A [series of] computers using the Z280, similar to the Computie project. The first board is a prototyping board with the CPU's basic needs (clock/pullup resistors/etc), a 1MB Static RAM, a 1MB Flash chip, plus an expansion bus that an Arduino can be connected to. The bus pin assignments match Computie's Supervisor shield, so the onboard flash chip can be programmed using the same harness as Computie.
This repository uses git submodules, and can be cloned using:
git clone --recurse-submodules [email protected]:transistorfet/z280.git
I designed the first board quickly with the idea of it being rough. Rather than prototype the CPU using solderless breadboards, which are prone to electrical faults, I thought I'd design a minimal board instead, with footprints for various additional components, like memory, a compact flash card slot, and a CPLD. I made the mistake of using vias that were 0.4 mm total diameter, which made the boards more expensive at JLC. If I redesign the board, I'll probably try to use 0.45 mm vias to avoid that.
Building the board was pretty quick and easy. I used the supervisor shield from Computie, along with the Arduino program here to try to feed data to the CPU live, without the memory. I couldn't find documentation on the frequency range of the CPU, so I used a 12 MHz crystal, which clocks the CPU at 3 MHz. That's still too fast though for the Arduino to assert the WAIT signal without an external flip flop to latch it.
I added the memory to the board to see if I could get the CPU executing from there instead, but it turns out the footprint for the flash chip is upside down, and I installed the chip right way up. I didn't notice at first, and while trying to read from the RAM I was getting duplicate numbers in the test pattern because the A4 address line was being held always low by the flash chip. The flash chip was also getting extremely hot when programming the Arduino, but not when idle, oddly enough. Eventually I clued into the fact that the chip needed to be rotated, and was able to do that using a hot air rework station to remove the chip. I reused the same chip, and it seems to work, but there are other issues with the board, and I'm a bit suspicious of it still.
Using a logic analyzer, I captured some signals after a reset (I held the reset button while starting a capture and released it during the capture to get the initial startup). The bus cycles didn't seem to make sense for the program it should have been executing, so I programmed the halt instruction into each byte of the first 2K of the flash and ran it to make sure it halted pretty much right away. It accessed memory twice before halting instead of just once, but that might be the instruction pre-fetch (not sure yet).

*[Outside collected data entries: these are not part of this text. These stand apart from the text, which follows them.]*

PR #4304, opened 2020-07-30
dvc: fix --quiet mode

efiop:
Part of the issue is a bug from #3806                            
                                                                 
Kudos to @karajan1001 for finding this bug while working on #4282

### DIFF
--- a/dvc/main.py
+++ b/dvc/main.py
@@ -21,7 +21,7 @@ from dvc.utils import format_link
 logger = logging.getLogger("dvc")
 
 
-def main(argv=None):
+def main(argv=None):  # noqa: C901
     """Run dvc CLI command.
 
     Args:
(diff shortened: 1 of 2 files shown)


dvc/main.py
```diff
@@ -92,11 +101,3 @@ def main(argv=None):
         # Remove cached repos in the end of the call, these are anonymous
         # so won't be reused by any other subsequent run anyway.
         clean_repos()
```
efiop, line 103: Ideally these should be put into atexit kinda like https://github.com/python/cpython/blob/e1945307d36849f8be8937144cf3dd6ebab6274c/Lib/multiprocessing/util.py#L362 . Since they are not only relevant for CLI but for API as well. This also might be the reason why we are getting some weird fini errors in tests.

dvc/main.py
```diff
@@ -37,16 +37,16 @@ def main(argv=None):
...
+        level = None
+        if args.quiet:
+            level = logging.CRITICAL
+        elif args.verbose:
+            trace = args.verbose > 1
+            level = logging.TRACE if trace else logging.DEBUG
+
+        if level is not None:
+            logger.setLevel(level)
+
```
efiop, line 49: Got a bit too fancy with the magic :slightly_smiling_face:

I was able to use the /DS line wired to the /WAIT line to pause the CPU on the first instruction, and then inspect the address and data buses at that point, mid bus cycle. The address bus had the halt instruction (0x76) on the lower byte, as did the data bus. The lower address and data buses are multiplexed on this CPU, and the external latches are supposed to save the address portion when /AS is low and output them on dedicated address lines wired to the separate address pins of the memory chips. Since this was just after a reset, it should have been accessing address 0x0000. The address demultiplexing latches should have taken care of this, but it was as if they were open all the time. Well, I got the logic backwards on the latch enable pin, so it was was latching when the /AS line wasn't asserted (low). I must have thought it was negative logic instead of positive logic, because the /OE pin on the same chip to enable the output is negative logic.
I was able to use one of the inverter gates for the backup clock, which wasn't populated yet, to invert the /AS line before going into the latch enable pin (positive-logic). That fixed the latching issue, and it seems to execute code now, but I can't get much visibility into it yet.
I looked at the ST0-ST3 signals in particular, which output a number corresponding to the transaction type during each bus cycle. It seems to be running as expected, accessing memory either cacheable (0x8) or non-cacheable (0x9), and refreshing memory (0x1). When the CPU halts, it issues a halt bus cycle (0x3) and then only performs refresh cycles after that.
I tried adding an EPU instruction, which is a custom Z280 instruction for accessing a coprocessor. It uses its own transaction type, 0xD for the first word, and 0xC for all subsequent words. Writing that instruction into the ROM produced those codes, so it's definitely executing code. It seemed to sometimes halt too early though, which turned out to be the attempt at configuring the MMU. If there's a problem with the page table that's loaded once the MMU is enabled, it will cause "the fatal condition" to occur, which halts the CPU. I had a number of mistakes in the code, and the Z80 assembler I was using was producing some incorrect code. I switched to SDCC's assembler, which produces correct code and correct byte orders, and the MMU can now be initialized without
With that, I set about configuring the UART according to the Z280 Technical Manual, which also requires Timer1 to be configured. It worked without much trouble, and I was able to print a message to a serial terminal.
I will need to make a more capable monitor to write to flash so that I can load and jump to code in RAM instead so I don't need to flash the arduino and then flash the onboard chip. I can instead load the data over the serial terminal into ram and run it, the way I can with Computie68k.